**REQUIRED ACTION:** Take each line of the data that contains the string "correctly" and copy it.

Collected data entries:
== == ==

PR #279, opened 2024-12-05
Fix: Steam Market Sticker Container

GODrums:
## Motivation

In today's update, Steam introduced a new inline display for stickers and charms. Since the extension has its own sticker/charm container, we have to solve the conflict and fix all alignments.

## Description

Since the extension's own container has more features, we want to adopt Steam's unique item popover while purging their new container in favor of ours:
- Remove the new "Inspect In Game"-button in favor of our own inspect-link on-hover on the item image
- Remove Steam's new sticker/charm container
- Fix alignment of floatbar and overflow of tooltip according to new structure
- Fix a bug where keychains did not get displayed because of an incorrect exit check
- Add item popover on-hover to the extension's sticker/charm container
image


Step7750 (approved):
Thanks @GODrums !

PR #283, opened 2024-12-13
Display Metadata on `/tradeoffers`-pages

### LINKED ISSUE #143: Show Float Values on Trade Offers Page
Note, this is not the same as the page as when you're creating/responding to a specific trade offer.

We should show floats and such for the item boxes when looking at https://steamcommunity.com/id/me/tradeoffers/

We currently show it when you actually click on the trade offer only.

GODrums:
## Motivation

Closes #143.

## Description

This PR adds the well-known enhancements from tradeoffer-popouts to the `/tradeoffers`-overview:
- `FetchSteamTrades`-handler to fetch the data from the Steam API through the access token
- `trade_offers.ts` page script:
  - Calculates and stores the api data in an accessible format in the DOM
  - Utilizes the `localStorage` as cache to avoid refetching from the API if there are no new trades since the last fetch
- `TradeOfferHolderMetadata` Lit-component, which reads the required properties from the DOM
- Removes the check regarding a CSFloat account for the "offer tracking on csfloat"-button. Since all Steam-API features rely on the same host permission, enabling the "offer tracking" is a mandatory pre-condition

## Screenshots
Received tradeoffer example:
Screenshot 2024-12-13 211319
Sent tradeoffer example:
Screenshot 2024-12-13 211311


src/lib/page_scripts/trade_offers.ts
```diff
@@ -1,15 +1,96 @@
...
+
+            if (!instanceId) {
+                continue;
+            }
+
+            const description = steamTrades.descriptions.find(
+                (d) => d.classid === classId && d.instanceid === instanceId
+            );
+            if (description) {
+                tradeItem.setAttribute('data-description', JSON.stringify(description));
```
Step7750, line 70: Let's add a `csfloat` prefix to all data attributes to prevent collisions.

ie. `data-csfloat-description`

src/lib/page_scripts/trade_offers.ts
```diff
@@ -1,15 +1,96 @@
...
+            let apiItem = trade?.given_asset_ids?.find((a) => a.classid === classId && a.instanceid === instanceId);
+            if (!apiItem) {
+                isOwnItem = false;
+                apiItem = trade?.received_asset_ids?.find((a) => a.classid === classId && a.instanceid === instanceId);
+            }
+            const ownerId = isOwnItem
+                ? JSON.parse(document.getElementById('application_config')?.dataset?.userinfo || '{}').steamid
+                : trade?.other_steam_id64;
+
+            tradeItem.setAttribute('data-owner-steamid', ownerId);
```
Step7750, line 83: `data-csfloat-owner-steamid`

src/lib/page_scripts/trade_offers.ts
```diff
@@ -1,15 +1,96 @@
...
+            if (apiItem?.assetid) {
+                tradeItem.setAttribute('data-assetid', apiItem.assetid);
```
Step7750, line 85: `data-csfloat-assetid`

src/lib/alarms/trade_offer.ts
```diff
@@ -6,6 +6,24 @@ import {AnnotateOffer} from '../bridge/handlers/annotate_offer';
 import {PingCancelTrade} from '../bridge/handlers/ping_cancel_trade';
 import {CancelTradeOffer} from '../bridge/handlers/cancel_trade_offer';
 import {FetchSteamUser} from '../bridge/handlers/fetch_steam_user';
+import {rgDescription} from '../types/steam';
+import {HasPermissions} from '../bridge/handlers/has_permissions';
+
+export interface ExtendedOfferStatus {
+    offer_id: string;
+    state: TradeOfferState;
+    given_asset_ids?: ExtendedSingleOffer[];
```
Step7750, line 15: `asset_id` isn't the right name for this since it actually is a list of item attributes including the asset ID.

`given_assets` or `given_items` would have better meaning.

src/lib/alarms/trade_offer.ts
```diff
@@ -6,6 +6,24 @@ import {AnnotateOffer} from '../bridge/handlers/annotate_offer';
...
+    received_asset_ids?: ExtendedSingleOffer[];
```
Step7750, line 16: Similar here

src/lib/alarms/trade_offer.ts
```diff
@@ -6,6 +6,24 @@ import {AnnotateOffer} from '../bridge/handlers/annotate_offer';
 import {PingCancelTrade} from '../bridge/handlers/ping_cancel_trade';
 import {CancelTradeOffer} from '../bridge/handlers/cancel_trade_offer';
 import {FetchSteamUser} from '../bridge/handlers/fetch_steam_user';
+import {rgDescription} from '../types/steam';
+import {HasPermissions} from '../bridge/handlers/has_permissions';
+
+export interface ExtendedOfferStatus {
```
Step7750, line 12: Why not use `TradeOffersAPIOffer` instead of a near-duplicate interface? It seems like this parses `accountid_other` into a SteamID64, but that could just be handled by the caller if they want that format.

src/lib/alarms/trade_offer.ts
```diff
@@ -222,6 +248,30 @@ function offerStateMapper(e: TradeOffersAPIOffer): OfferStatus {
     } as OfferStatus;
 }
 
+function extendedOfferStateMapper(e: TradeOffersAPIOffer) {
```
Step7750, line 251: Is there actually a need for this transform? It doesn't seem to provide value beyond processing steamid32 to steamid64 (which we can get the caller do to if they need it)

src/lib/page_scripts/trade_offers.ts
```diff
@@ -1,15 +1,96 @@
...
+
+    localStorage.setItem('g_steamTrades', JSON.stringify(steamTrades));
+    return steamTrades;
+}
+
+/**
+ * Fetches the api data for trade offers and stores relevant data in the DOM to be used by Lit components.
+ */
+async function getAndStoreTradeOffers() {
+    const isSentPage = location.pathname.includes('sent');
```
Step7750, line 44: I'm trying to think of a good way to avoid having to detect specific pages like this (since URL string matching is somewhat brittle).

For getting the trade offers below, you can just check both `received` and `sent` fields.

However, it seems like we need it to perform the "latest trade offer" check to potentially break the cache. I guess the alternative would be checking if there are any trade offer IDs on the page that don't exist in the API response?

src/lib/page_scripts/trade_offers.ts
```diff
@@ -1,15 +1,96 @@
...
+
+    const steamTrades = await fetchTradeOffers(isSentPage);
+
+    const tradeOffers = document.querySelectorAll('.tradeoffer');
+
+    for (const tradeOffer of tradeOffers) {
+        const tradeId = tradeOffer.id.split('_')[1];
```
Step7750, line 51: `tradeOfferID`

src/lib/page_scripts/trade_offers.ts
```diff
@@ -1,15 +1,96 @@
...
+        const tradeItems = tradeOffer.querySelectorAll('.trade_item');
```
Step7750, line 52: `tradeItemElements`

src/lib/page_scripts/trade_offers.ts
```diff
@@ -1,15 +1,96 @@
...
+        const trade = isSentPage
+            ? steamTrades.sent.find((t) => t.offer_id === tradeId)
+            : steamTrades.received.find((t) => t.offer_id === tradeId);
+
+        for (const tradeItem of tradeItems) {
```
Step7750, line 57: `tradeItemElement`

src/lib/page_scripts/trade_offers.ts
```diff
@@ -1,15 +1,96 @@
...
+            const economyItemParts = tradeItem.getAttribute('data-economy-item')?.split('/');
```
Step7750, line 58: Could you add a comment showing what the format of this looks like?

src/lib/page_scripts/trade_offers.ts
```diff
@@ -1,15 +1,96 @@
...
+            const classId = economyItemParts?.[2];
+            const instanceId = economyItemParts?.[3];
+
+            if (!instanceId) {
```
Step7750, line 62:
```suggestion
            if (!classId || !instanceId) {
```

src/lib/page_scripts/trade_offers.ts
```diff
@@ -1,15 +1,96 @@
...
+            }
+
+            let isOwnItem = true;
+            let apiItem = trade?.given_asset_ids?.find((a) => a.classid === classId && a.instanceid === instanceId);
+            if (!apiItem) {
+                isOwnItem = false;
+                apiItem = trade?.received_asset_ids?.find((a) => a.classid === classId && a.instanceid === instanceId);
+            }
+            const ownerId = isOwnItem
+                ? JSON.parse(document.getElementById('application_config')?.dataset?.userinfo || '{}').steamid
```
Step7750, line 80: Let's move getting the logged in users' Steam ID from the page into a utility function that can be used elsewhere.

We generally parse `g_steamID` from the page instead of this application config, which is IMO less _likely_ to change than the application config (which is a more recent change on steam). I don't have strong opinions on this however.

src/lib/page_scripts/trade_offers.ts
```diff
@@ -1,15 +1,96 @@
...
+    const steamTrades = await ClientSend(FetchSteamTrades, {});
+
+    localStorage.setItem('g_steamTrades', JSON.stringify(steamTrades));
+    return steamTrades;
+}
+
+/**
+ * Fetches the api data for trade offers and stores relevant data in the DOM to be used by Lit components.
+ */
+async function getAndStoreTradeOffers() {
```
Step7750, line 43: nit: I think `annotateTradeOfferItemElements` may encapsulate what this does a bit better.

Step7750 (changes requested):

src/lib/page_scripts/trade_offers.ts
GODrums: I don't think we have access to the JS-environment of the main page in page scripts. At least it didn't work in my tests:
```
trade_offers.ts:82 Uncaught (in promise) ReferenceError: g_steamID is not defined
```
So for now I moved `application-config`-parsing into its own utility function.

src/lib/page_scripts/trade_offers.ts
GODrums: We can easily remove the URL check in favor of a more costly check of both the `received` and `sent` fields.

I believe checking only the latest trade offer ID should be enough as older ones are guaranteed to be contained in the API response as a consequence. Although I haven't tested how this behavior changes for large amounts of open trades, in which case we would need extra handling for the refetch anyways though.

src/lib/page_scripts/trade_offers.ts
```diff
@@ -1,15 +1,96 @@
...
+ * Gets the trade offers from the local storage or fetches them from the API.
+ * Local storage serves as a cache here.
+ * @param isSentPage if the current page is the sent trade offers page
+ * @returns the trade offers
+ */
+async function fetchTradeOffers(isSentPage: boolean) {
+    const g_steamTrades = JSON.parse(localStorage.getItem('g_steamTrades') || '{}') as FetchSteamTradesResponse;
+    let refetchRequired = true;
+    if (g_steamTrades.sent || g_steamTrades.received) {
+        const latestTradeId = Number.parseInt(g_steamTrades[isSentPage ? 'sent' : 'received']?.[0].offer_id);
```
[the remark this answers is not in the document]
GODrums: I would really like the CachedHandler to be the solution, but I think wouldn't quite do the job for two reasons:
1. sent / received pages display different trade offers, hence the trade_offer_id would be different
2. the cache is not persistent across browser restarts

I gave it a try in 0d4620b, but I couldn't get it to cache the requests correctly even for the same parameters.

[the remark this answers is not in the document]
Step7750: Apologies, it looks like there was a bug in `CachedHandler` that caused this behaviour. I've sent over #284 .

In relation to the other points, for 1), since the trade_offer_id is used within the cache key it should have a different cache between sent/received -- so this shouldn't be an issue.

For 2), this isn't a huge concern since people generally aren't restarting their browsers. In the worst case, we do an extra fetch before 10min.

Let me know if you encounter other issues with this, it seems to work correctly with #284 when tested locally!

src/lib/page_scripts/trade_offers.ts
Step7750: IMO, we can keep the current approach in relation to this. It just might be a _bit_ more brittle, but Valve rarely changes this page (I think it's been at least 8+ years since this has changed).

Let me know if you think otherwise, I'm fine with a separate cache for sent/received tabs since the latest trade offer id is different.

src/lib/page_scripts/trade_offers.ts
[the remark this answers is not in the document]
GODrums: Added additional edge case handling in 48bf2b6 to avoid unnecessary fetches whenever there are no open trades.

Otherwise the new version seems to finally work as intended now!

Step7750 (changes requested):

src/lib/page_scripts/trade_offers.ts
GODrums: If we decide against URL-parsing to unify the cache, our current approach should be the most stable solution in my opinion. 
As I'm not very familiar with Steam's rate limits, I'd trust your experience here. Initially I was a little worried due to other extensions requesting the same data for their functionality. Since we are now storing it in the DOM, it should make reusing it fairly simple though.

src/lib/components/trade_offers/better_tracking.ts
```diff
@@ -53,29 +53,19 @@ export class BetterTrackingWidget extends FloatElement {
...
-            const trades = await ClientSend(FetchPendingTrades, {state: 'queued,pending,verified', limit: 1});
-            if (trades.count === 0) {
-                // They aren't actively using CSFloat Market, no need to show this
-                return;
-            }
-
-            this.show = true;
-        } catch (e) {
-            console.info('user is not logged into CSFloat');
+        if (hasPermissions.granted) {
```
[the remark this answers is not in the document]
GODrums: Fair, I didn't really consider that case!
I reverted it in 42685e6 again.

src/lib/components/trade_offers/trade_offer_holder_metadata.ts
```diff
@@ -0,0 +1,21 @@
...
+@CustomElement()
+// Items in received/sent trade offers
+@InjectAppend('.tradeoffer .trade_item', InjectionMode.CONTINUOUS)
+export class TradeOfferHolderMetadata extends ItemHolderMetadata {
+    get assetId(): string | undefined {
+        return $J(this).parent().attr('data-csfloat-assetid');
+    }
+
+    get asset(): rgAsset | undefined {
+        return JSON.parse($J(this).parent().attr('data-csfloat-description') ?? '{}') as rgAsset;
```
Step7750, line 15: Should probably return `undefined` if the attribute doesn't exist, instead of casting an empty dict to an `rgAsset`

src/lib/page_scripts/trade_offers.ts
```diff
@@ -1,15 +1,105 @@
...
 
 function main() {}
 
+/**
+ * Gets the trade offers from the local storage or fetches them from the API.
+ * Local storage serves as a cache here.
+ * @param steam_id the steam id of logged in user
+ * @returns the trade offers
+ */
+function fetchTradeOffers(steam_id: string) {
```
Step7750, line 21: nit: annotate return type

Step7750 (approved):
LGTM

== == ==

**SOLUTION TO THIS PROBLEM:**
I gave it a try in 0d4620b, but I couldn't get it to cache the requests correctly even for the same parameters.
Let me know if you encounter other issues with this, it seems to work correctly with #284 when tested locally!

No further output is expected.